Dataset excerpts
Start of Block

PR #2457, opened 2021-12-21
Introduce a fixed frame for 3D panel rendering

jhurliman:
**User-Facing Changes**

Non frame-locked renderables such as point clouds, occupancy grids, and markers with `frame_locked=false` will now correctly remain at their original rendered position in the root frame

**Description**

- Introduce a fixed frame for 3D panel rendering. The fixed frame is currently automatically set as the root frame of the current rendering frame. The rendering frame is the coordinate frame all marker poses are translated into before being sent to the GPU. Non frame-locked renderables such as point clouds, occupancy grids, and markers with `frame_locked=false` will now correctly remain at their original rendered position in the root frame. This works regardless of which frame is currently the render frame or which frame the renderables are in, as long as they share a common ancestor. These changes do not decouple the concepts of render frame and follow frame, but that could be something for a future PR (possibly using message path syntax to follow any pose in the scene?)
- Rename CoordinateFrame#apply() to CoordinateFrame#applyLocal(), and add an apply() function that takes an additional `rootFrame` parameter
- Add additional state to `renderMarkers()` arguments: `renderFrame`, `fixedFrame`, and `transforms`. This ensures marker providers always render with up to date coordinate frames and transforms, and reduces the amount of state each marker provider must hold

https://user-images.githubusercontent.com/195374/146882314-9e171887-f7ff-46f4-b299-1f42bd7962c4.mov


packages/studio-base/src/panels/ThreeDimensionalViz/SceneBuilder/index.ts
```diff
@@ -850,9 +853,9 @@ export default class SceneBuilder implements MarkerProvider {
           }
         }
 
-        const pose = computeMarkerPose(marker, this.transforms, this.renderFrameId, time);
+        const pose = computeMarkerPose(marker, transforms, renderFrame, fixedFrame, time);
         if (!pose) {
-          missingTfFrameIds.add(marker.header.frame_id);
+          this._missingTfFrameIds.add(marker.header.frame_id);
```
defunctzombie, line 858: We should also add to topic errors for this topic to indicate the specific topic is missing a frame_id.

How is the missingTfFrameIds exposed to the user?

packages/studio-base/src/panels/ThreeDimensionalViz/commands/PointClouds/memoization.ts
```diff
@@ -40,6 +42,11 @@ export function updateMarkerCache(
         hitmapColors: marker.hitmapColors,
       };
     }
+
+    // Update the marker pose unconditionally since it can change per-frame even
+    // when we don't need to do a full point cloud decode
+    (decoded.marker as { pose?: Pose }).pose = marker.pose;
```
defunctzombie, line 48: Does our marker type not include a pose field? Wondering why the cast is necessary here and if we can tighten the type information elsewhere?

Separately - should we be storing the rendering pose as a separate field on `decoded` so we don't mutate the marker? Seems like that might make it clearer reading the code that there is a marker that is immutable and separately we have a rendering pose which is updated.

packages/studio-base/src/panels/ThreeDimensionalViz/index.tsx
```diff
@@ -103,6 +107,31 @@ function BaseRenderer(props: Props): JSX.Element {
...
+  const orphanedFrame = useMemo(() => new CoordinateFrame("(empty)", undefined), []);
+
+  const renderFrame = useMemo<CoordinateFrame>(() => {
+    // If the user specified a followTf, do not fall back to any other (valid) frame
+    if (typeof followTf === "string") {
+      return transforms.frame(followTf) ?? orphanedFrame;
+    }
+
+    // Try the conventional list of transform ids
+    for (const frameId of DEFAULT_FRAME_IDS) {
```
defunctzombie, line 119: What would it look like to auto-select the follow frame based on the first marker selected (if no follow frame is selected)? Is that viable with these code paths? Don't need to do in this change (I think we have a separate issue for it) but I'm wondering if this makes it easier or harder to achieve that.

packages/studio-base/src/panels/ThreeDimensionalViz/transforms/CoordinateFrame.ts
```diff
@@ -261,6 +260,44 @@ export class CoordinateFrame {
...
+    rootFrame: CoordinateFrame,
+    srcFrame: CoordinateFrame,
+    dstTime: Time,
+    srcTime: Time,
+    maxDelta: Duration = INFINITE_DURATION,
+  ): MutablePose | undefined {
+    // perf-sensitive: function params instead of options object to avoid allocations
+
+    // Transform from the source frame to the root frame
+    if (rootFrame.applyLocal(out, input, srcFrame, srcTime, maxDelta) == undefined) {
```
defunctzombie, line 294: Is it feasible to compute the transformation from the source frame -> root frame -> this frame and then applyLocal once? Writing that out I guess thats no different than doing the two applyLocals since they have to compute those transformations. I had in mind that maybe the transformation is something that could be applied to more than one coordinate frame but that might not be true given all the paramers?

packages/studio-base/src/panels/ThreeDimensionalViz/SceneBuilder/index.ts
jhurliman:
```
if (this._missingTfFrameIds.size > 0) {
  const error = this._addError(this.errors.topicsMissingTransforms, topic.name);
  for (const frameId of this._missingTfFrameIds) {
    error.frameIds.add(frameId);
  }
}
```

packages/studio-base/src/panels/ThreeDimensionalViz/transforms/TransformTree.test.ts
```diff
@@ -126,20 +136,28 @@ describe("TransformTree", () => {
...
 
     // Too far in the past
-    expect(tree.apply(output, emptyPose(), "world", "base_link", TIME_ZERO)).toBeUndefined();
+    expect(
+      tree.apply(output, emptyPose(), "world", "world", "base_link", TIME_ZERO, TIME_ZERO),
+    ).toBeUndefined();
 
     // This works
-    expect(tree.apply(output, emptyPose(), "world", "base_link", T2)).toBeDefined();
+    expect(tree.apply(output, emptyPose(), "world", "world", "base_link", T2, T2)).toBeDefined();
```
jtbandes, line 160: Add some tests where srcTime and dstTime are different?

packages/studio-base/src/panels/ThreeDimensionalViz/transforms/CoordinateFrame.ts
```diff
@@ -261,6 +260,44 @@ export class CoordinateFrame {
...
+   * @param srcTime Time to transform from srcFrame into rootFrame
+   * @param maxDelta The time parameter can exceed the bounds of the transform
+   *   history by up to this amount and still clamp to the oldest or newest
+   *   transform
+   * @returns A reference to `out` on success, otherwise undefined
+   */
+  apply(
+    out: MutablePose,
+    input: Pose,
+    rootFrame: CoordinateFrame,
```
jtbandes, line 285: why name the param rootFrame instead of fixedFrame?

jhurliman: I want to package this as a separate library at some point, so I left the term "fixed frame" out of this part of the code to avoid introducing more terminology

jtbandes: I guess I was just a little confused by the rootFrame name because this frame isn't necessarily the root, right?

jhurliman: That's right. Maybe fixed frame is a better name, or another term?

End of Block

## PROBLEM TO SOLVE
Output all of the data above without any alteration.

## FINISHED EXERCISE
PR #2457, opened 2021-12-21
Introduce a fixed frame for 3D panel rendering

jhurliman:
**User-Facing Changes**

Non frame-locked renderables such as point clouds, occupancy grids, and markers with `frame_locked=false` will now correctly remain at their original rendered position in the root frame

**Description**

- Introduce a fixed frame for 3D panel rendering. The fixed frame is currently automatically set as the root frame of the current rendering frame. The rendering frame is the coordinate frame all marker poses are translated into before being sent to the GPU. Non frame-locked renderables such as point clouds, occupancy grids, and markers with `frame_locked=false` will now correctly remain at their original rendered position in the root frame. This works regardless of which frame is currently the render frame or which frame the renderables are in, as long as they share a common ancestor. These changes do not decouple the concepts of render frame and follow frame, but that could be something for a future PR (possibly using message path syntax to follow any pose in the scene?)
- Rename CoordinateFrame#apply() to CoordinateFrame#applyLocal(), and add an apply() function that takes an additional `rootFrame` parameter
- Add additional state to `renderMarkers()` arguments: `renderFrame`, `fixedFrame`, and `transforms`. This ensures marker providers always render with up to date coordinate frames and transforms, and reduces the amount of state each marker provider must hold

https://user-images.githubusercontent.com/195374/146882314-9e171887-f7ff-46f4-b299-1f42bd7962c4.mov


packages/studio-base/src/panels/ThreeDimensionalViz/SceneBuilder/index.ts
```diff
@@ -850,9 +853,9 @@ export default class SceneBuilder implements MarkerProvider {
           }
         }
 
-        const pose = computeMarkerPose(marker, this.transforms, this.renderFrameId, time);
+        const pose = computeMarkerPose(marker, transforms, renderFrame, fixedFrame, time);
         if (!pose) {
-          missingTfFrameIds.add(marker.header.frame_id);
+          this._missingTfFrameIds.add(marker.header.frame_id);
```
defunctzombie, line 858: We should also add to topic errors for this topic to indicate the specific topic is missing a frame_id.

How is the missingTfFrameIds exposed to the user?

packages/studio-base/src/panels/ThreeDimensionalViz/commands/PointClouds/memoization.ts
```diff
@@ -40,6 +42,11 @@ export function updateMarkerCache(
         hitmapColors: marker.hitmapColors,
       };
     }
+
+    // Update the marker pose unconditionally since it can change per-frame even
+    // when we don't need to do a full point cloud decode
+    (decoded.marker as { pose?: Pose }).pose = marker.pose;
```
defunctzombie, line 48: Does our marker type not include a pose field? Wondering why the cast is necessary here and if we can tighten the type information elsewhere?

Separately - should we be storing the rendering pose as a separate field on `decoded` so we don't mutate the marker? Seems like that might make it clearer reading the code that there is a marker that is immutable and separately we have a rendering pose which is updated.

packages/studio-base/src/panels/ThreeDimensionalViz/index.tsx
```diff
@@ -103,6 +107,31 @@ function BaseRenderer(props: Props): JSX.Element {
...
+  const orphanedFrame = useMemo(() => new CoordinateFrame("(empty)", undefined), []);
+
+  const renderFrame = useMemo<CoordinateFrame>(() => {
+    // If the user specified a followTf, do not fall back to any other (valid) frame
+    if (typeof followTf === "string") {
+      return transforms.frame(followTf) ?? orphanedFrame;
+    }
+
+    // Try the conventional list of transform ids
+    for (const frameId of DEFAULT_FRAME_IDS) {
```
defunctzombie, line 119: What would it look like to auto-select the follow frame based on the first marker selected (if no follow frame is selected)? Is that viable with these code paths? Don't need to do in this change (I think we have a separate issue for it) but I'm wondering if this makes it easier or harder to achieve that.

packages/studio-base/src/panels/ThreeDimensionalViz/transforms/CoordinateFrame.ts
```diff
@@ -261,6 +260,44 @@ export class CoordinateFrame {
...
+    rootFrame: CoordinateFrame,
+    srcFrame: CoordinateFrame,
+    dstTime: Time,
+    srcTime: Time,
+    maxDelta: Duration = INFINITE_DURATION,
+  ): MutablePose | undefined {
+    // perf-sensitive: function params instead of options object to avoid allocations
+
+    // Transform from the source frame to the root frame
+    if (rootFrame.applyLocal(out, input, srcFrame, srcTime, maxDelta) == undefined) {
```
defunctzombie, line 294: Is it feasible to compute the transformation from the source frame -> root frame -> this frame and then applyLocal once? Writing that out I guess thats no different than doing the two applyLocals since they have to compute those transformations. I had in mind that maybe the transformation is something that could be applied to more than one coordinate frame but that might not be true given all the paramers?

packages/studio-base/src/panels/ThreeDimensionalViz/SceneBuilder/index.ts
jhurliman:
```
if (this._missingTfFrameIds.size > 0) {
  const error = this._addError(this.errors.topicsMissingTransforms, topic.name);
  for (const frameId of this._missingTfFrameIds) {
    error.frameIds.add(frameId);
  }
}
```

packages/studio-base/src/panels/ThreeDimensionalViz/transforms/TransformTree.test.ts
```diff
@@ -126,20 +136,28 @@ describe("TransformTree", () => {
...
 
     // Too far in the past
-    expect(tree.apply(output, emptyPose(), "world", "base_link", TIME_ZERO)).toBeUndefined();
+    expect(
+      tree.apply(output, emptyPose(), "world", "world", "base_link", TIME_ZERO, TIME_ZERO),
+    ).toBeUndefined();
 
     // This works
-    expect(tree.apply(output, emptyPose(), "world", "base_link", T2)).toBeDefined();
+    expect(tree.apply(output, emptyPose(), "world", "world", "base_link", T2, T2)).toBeDefined();
```
jtbandes, line 160: Add some tests where srcTime and dstTime are different?

packages/studio-base/src/panels/ThreeDimensionalViz/transforms/CoordinateFrame.ts
```diff
@@ -261,6 +260,44 @@ export class CoordinateFrame {
...
+   * @param srcTime Time to transform from srcFrame into rootFrame
+   * @param maxDelta The time parameter can exceed the bounds of the transform
+   *   history by up to this amount and still clamp to the oldest or newest
+   *   transform
+   * @returns A reference to `out` on success, otherwise undefined
+   */
+  apply(
+    out: MutablePose,
+    input: Pose,
+    rootFrame: CoordinateFrame,
```
jtbandes, line 285: why name the param rootFrame instead of fixedFrame?

jhurliman: I want to package this as a separate library at some point, so I left the term "fixed frame" out of this part of the code to avoid introducing more terminology

jtbandes: I guess I was just a little confused by the rootFrame name because this frame isn't necessarily the root, right?

jhurliman: That's right. Maybe fixed frame is a better name, or another term?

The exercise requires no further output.